Department of Pediatrics, Women’s and Children’s Unit, Hospital do Espírito Santo de Évora, Portugal.
*Corresponding Author : Isabel Coelho
Department of Pediatrics, Women’s and Children’s
Unit, Hospital do Espírito Santo de Évora, Portugal.
Email: [email protected]
Received : Jan 24, 2025
Accepted : Feb 12, 2025
Published : Feb 19, 2025
Archived : www.jcimcr.org
Copyright : © Coelho I (2025).
Jugular Vein Phlebectasia is a benign cause for cervical mass in pediatric patients. Usually asymptomatic and of idiopathic origin it can be diagnosed with ultrasound. Conservative treatment is usually advised if no symptoms or psycological concerns are present. Albeight rare, its benign course warrants knowledge to avoid unnecessary interventions.
Keywords: Vascular malformation; Jugular veins; Congenital abnormalities; Ultrasonography.
A 3-year-old boy with no significant past medical history presented to the emergency department for evaluation of acute nasopharyngitis.
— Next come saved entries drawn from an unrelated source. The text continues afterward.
PR #1031, opened 2024-04-01
Fixed infinite recursion in representation invariants with method calls

elescogna:
## Motivation and Context

When a representation invariant of a class invokes one of its methods, the representation invariants for that class keep being checked recursively, leading to infinite recursion. This pull request fixes this issue, allowing to use class methods in representation invariants for more flexibility.

## Your Changes

I temporarily added an attribute `__pyta_currently_checking` to the instance whose representation invariants are being checked. Such attribute is added at the beginning of the check and deleted at the end, and the representation invariants are only checked when this attribute exists. Finally, I modified `new_setattr` to skip the representation invariant check exclusively for the `__pyta_currently_checking` attribute.

**Description**:

## Testing

I added four tests to the `test_class_contract.py` file testing for the correct behavior with valid and invalid attribute values both when initializing a class instance and when setting an attribute to a new value.

**Comments**:
I decided to delete the `__pyta_currently_checking` attribute instead of simply setting it to `False` because it should not be accessible to the user after the RI check has concluded.

**Questions**:
- For now, these changes don't seem to allow to call methods of a different class in the representation invariants. When this happens, the check fails silently, and the class instance is created successfully.
- When a class method is called with an argument that is not defined, the precondition check also fails silently.

What should be the expected behavior in both these cases?

## Checklist

### DIFF
--- a/python_ta/contracts/__init__.py
+++ b/python_ta/contracts/__init__.py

On observation, a pulsatile left lateral cervical mass was noted (Figure 1). The boy’s mother reported the presence of this mass since birth, with no associated symptoms or history of recurrent infections, trauma or previous surgery.
On further examination a compressible mass with visible pulsatility was observed. There was no palpable pulse, thrill, or audible bruit. The mass exhibited engorgement while speaking or other Valsalva maneuvers. A cervical vascular ultrasound demonstrated fusiform dilation of the internal jugular vein with no luminal thrombus, compressible throughout the neck extension (Figure 2). Normal contralateral exam. Transthoracic echocardiography, performed to exclude associated venous anoma- lies, was unremarkable.
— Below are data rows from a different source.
PR #1033, opened 2024-04-04
Added function preconditions to initial function CFG edge

michaelZhaoCode:
## Motivation and Context

The CFG visitor creates a new CFG for any function blocks encountered. Assuming we are checking preconditions, these blocks would only be ran if the preconditions are satisfied. Thus, the initial edge in these function CFGs now stores the preconditions of the function, as an `and` node in the condition attribute of the edge. 

## Your Changes

Created helper function to extract preconditions, combine them into an `and` expression, and parse into AST node
Used helper function to set CFGEdge condition in the initial function CFG edge to store the condition node
Allowed `parse_arguments` from contracts to take in AST function definition nodes with no docstring
Created tests to verify conditions were set properly

**Description**:

## Testing

Implemented tests to ensure condition was set properly.

Should this be added to the changelog file?

## Checklist

### DIFF
--- a/python_ta/cfg/visitor.py
+++ b/python_ta/cfg/visitor.py
@@ -1,6 +1,8 @@
 from typing import Any, Dict, List, Optional, Tuple, Union
 
-from astroid import nodes
+from astroid import nodes, parse
+
+from python_ta.contracts import parse_assertions
 
 from .graph import CFGBlock, ControlFlowGraph
 
@@ -124,7 +126,11 @@ class CFGVisitor:
         self._current_cfg.start.add_statement(func.args)
         func.cfg_block = self._current_cfg.start
 
-        self._current_block = self._current_cfg.create_block(self._current_cfg.start)
+        preconditions_node = _get_preconditions_node(func)
+
+        self._current_block = self._current_cfg.create_block(
+            self._current_cfg.start, edge_condition=preconditions_node
+        )
 
         for child in func.body:
             child.accept(self)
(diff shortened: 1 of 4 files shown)


python_ta/cfg/visitor.py
```diff
@@ -435,3 +441,16 @@ def _get_raise_exc(node: nodes.Raise) -> str:
...
+
+def _get_preconditions_node(func: nodes.FunctionDef) -> Optional[nodes.BoolOp]:
+    """A helper method that takes in a function definition node, retrieves its preconditions, and then parses them
+    into a AST node representing all the preconditions combined in an and statement. Returns None if there are no
+    preconditions."""
+    assertions = parse_assertions(func)
+    if not assertions:
+        return None
+    precondition_string = " and ".join(assertions)
+    condition, *_ = parse(precondition_string).nodes_of_class(nodes.Expr)
```
david-yz-liu, line 454: Two comments here:

1. You should be able to use `extract_node` to obtain the minimal expression node, rather than using `nodes_of_class`
2. More importantly, this will fail if users specify non-Python preconditions (e.g. if there's a typo, or an English precondition). You should add test cases for this.

    In terms of expected behaviour, the easier approach is to return `None` in this case. The more complex approach is to filter out the non-Python preconditions and only join together the Python preconditions. I'll leave it to you to decide which approach to take, based on how much time you'd like to commit to this issue. 😃

python_ta/cfg/visitor.py
```diff
@@ -435,3 +441,16 @@ def _get_raise_exc(node: nodes.Raise) -> str:
...
+    x = 5
```
david-yz-liu, line 455: this line should be removed

python_ta/cfg/visitor.py
```diff
@@ -435,3 +442,28 @@ def _get_raise_exc(node: nodes.Raise) -> str:
...
+    """A helper method that takes in a function definition node, retrieves its preconditions, and then parses them
+    into a AST node representing all the preconditions combined in an and statement. Returns None if there are no
+    preconditions."""
+    assertions = parse_assertions(func)
+    valid_assertions = [assertion for assertion in assertions if _is_python_precondition(assertion)]
+    # for now, return None if at least one non-valid assertion
+    # remove the length comparison and improve valid precondition checker to change this behaviour
+    if not valid_assertions or len(valid_assertions) != len(assertions):
+        return None
+    precondition_string = " and ".join(valid_assertions)
```
david-yz-liu, line 457: One other thing, you should really wrap each assertion in parentheses, to avoid any issues regarding `and` and [operator precedence](https://docs.python.org/3/reference/expressions.html#operator-precedence). It's the same issue as C macros that you learned about in CSC209.

david-yz-liu (commented):
@michaelZhaoCode good work. I left one comment; also, I think this change warrants an entry under the Changelog "enhancements".

david-yz-liu (approved):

Jugular vein phlebectasia is a rare congenital anomaly characterized by isolated fusiform dilation of a venous segment [1]. It can alternatively occur after iatrogenic actions, as vascular catheterization or neck surgery, or trauma, inflammation or degenerative disease [3]. It is often asymptomatic and discovered incidentally but warrants differentiation from other cervical masses, such as laryngoceles, lymphatic malformations, hemangioma or superior mediastinal tumors (e.g., cystic hygromas) [1,2]. Imaging studies, particularly ultrasonography, are essential for accurate diagnosis and treatment decision [3].
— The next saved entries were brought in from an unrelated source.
PR #1039, opened 2024-05-21
Separated tests for __main__.py as requested

quiz3:
## Proposed Changes

_(Describe your changes here. Also describe the motivation for your changes: what problem do they solve, or how do they improve the application or codebase? If this pull request fixes an open issue, [use a keyword to link this pull request to the issue](https://docs.github.com/en/issues/tracking-your-work-with-issues/linking-a-pull-request-to-an-issue#linking-a-pull-request-to-an-issue-using-a-keyword).)_

...

<details>

</details>

## Type of Change

## Checklist

- [ ] I have performed a self-review of my changes.
- [ ] I have added tests for my changes, if applicable.
- [ ] I have updated the project documentation, if applicable.
- [ ] I have updated the project Changelog (this is required for all changes).

## Questions and Comments

### DIFF
--- a/tests/test_main.py
+++ b/tests/test_main.py
@@ -1,0 +1,77 @@
+"""Run from the `pyta` root directory to use the local `python_ta` rather than
+installed `python_ta` package.
+"""
+
+import subprocess
+import sys
+from os import environ
+from unittest.mock import Mock
+
+import python_ta
+
+
+def test_check_no_errors_zero() -> None:
+    """Test that python_ta exits with status code 0 when it does not detect errors."""
+    output = subprocess.run(
+        [
+            sys.executable,
+            "-m",
+            "python_ta",
+            "--config",
+            "tests/test.pylintrc",
+            "tests/fixtures/no_errors.py",
+        ]
+    )
+
+    assert output.returncode == 0
+
+
+def test_check_errors_nonzero() -> None:
+    """Test that python_ta exits with non-zero status code when it detects errors."""
+    output = subprocess.run(
+        [
+            sys.executable,
+            "-m",
+            "python_ta",
+            "--config",
+            "tests/test.pylintrc",
+            "examples/nodes/name.py",
+        ]
+    )
+
+    assert output.returncode != 0
+
+
+def test_check_exit_zero() -> None:
+    """Test that python_ta --exit-zero always exits with status code 0,
+    even when given a file with errors.
+    """
+    output = subprocess.run(
+        [
+            sys.executable,
+            "-m",
+            "python_ta",
+            "--exit-zero",
+            "--config",
+            "tests/test.pylintrc",
+            "examples/nodes/name.py",
+        ],
+        env={**environ, "PYTHONIOENCODING": "utf-8"},
+    )
+
+    assert output.returncode == 0
+
+
+def test_check_version() -> None:
+    """Test that python_ta --version outputs python_ta.__version__ to stdout."""
+    stdout = subprocess.run(
+        [
+            sys.executable,
+            "-m",
+            "python_ta",
+            "--version",
+        ],
+        capture_output=True,
+        text=True,
+    ).stdout
+    assert stdout.rstrip("\n") == python_ta.__version__
--- a/tests/test_check.py
+++ b/tests/test_check.py
@@ -2,9 +2,7 @@
 installed `python_ta` package.
 """
 
-import subprocess
-import sys
-from os import environ, path, remove
+from os import path, remove
 from unittest.mock import Mock
 
 import python_ta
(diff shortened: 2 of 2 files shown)


david-yz-liu:
@quiz3 great questions. You can run `pytest` with test coverage enabled locally with the command `pytest --cov python_ta --cov-config=.coveragerc tests`. For more information, check out https://pytest-cov.readthedocs.io/en/latest/readme.html.

quiz3:
I made changes to the `README.md` because I found that some details were out-of-date. Let me know if these changes should be put into a separate PR.

quiz3:
I think the CI tests are a little janky. 
I say this because I had multiple failures related to the accumulation table, which I did not touch at all in this PR. 
Then, I deleted a comment I had previously added to force the tests to run again. 
They passed. 
Something is clearly amiss in this situation. 

I have created an issue attempting to describe the accumulation table error, but I believe part of the issue may actually relate to the _tests_ of the accumulation table rather than the source code itself.

tests/test_main.py
```diff
@@ -0,0 +1,124 @@
...
+            "python_ta",
+            "--generate-config",
+            "--config",
+            "tests/test.pylintrc",
+        ],
+        capture_output=True,
+        text=True,
+    ).stdout.rstrip("\n")
+
+    actual_config = subprocess.run(
```
david-yz-liu, line 97: You don't need subprocess here. Instead, you can just read the contents of that file (i.e., use the file `read` method). To avoid the problem of relative paths, talk to @Raine-Yang-UofT about what I suggested to him and use the same approach here.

Conservative approach is the norm, leaving surgical intervention for symptomatic cases or those with significant cosmetic or psychological concerns [3]. Misdiagnosis can lead to unnecessary invasive investigations or treatments, emphasizing the need for awareness of this benign condition among clinicians.
This case underscores the importance of recognizing jugular vein ectasia as a rare but benign entity. Prompt identification through clinical evaluation and imaging can prevent misdiagnosis and reassure caregivers of its non-threatening nature.